Task data:
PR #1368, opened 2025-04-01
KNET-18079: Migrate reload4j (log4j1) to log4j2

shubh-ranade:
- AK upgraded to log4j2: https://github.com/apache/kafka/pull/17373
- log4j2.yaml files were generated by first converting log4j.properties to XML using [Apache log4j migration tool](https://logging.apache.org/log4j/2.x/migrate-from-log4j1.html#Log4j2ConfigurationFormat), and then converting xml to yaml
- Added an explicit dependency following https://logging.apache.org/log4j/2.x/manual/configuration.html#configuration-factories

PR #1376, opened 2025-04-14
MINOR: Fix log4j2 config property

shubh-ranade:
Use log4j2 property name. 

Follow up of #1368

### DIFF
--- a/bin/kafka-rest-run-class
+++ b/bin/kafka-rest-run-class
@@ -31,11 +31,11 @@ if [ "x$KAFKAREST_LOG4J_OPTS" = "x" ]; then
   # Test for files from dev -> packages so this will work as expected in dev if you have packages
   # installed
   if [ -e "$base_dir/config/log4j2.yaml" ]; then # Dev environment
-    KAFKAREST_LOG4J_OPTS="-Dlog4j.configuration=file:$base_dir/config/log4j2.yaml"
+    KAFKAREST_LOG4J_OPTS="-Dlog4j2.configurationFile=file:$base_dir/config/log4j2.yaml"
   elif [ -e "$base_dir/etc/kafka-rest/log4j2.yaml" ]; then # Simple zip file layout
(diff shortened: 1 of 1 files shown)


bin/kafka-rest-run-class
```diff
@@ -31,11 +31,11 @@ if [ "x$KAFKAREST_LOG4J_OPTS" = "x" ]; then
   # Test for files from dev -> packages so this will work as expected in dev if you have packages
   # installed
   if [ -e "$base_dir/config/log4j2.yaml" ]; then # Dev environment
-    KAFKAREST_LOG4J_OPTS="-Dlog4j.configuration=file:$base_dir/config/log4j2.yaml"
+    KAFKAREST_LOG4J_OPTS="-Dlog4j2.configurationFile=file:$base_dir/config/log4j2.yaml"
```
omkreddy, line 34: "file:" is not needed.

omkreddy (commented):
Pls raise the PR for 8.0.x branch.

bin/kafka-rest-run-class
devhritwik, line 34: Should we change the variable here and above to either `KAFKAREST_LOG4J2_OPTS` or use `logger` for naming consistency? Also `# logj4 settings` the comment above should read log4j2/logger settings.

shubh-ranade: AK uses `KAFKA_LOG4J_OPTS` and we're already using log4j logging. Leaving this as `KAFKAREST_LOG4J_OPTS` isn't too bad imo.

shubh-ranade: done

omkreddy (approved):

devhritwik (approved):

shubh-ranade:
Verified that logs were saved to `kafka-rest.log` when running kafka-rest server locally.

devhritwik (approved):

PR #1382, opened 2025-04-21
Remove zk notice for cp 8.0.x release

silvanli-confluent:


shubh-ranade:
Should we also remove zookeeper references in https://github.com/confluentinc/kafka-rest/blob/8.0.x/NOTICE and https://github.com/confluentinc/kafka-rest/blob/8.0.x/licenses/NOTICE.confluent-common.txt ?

Aim of the exercise: Please show every line of the material that contains the string "using".

Expected answer:
- log4j2.yaml files were generated by first converting log4j.properties to XML using [Apache log4j migration tool](https://logging.apache.org/log4j/2.x/migrate-from-log4j1.html#Log4j2ConfigurationFormat), and then converting xml to yaml
shubh-ranade: AK uses `KAFKA_LOG4J_OPTS` and we're already using log4j logging. Leaving this as `KAFKAREST_LOG4J_OPTS` isn't too bad imo.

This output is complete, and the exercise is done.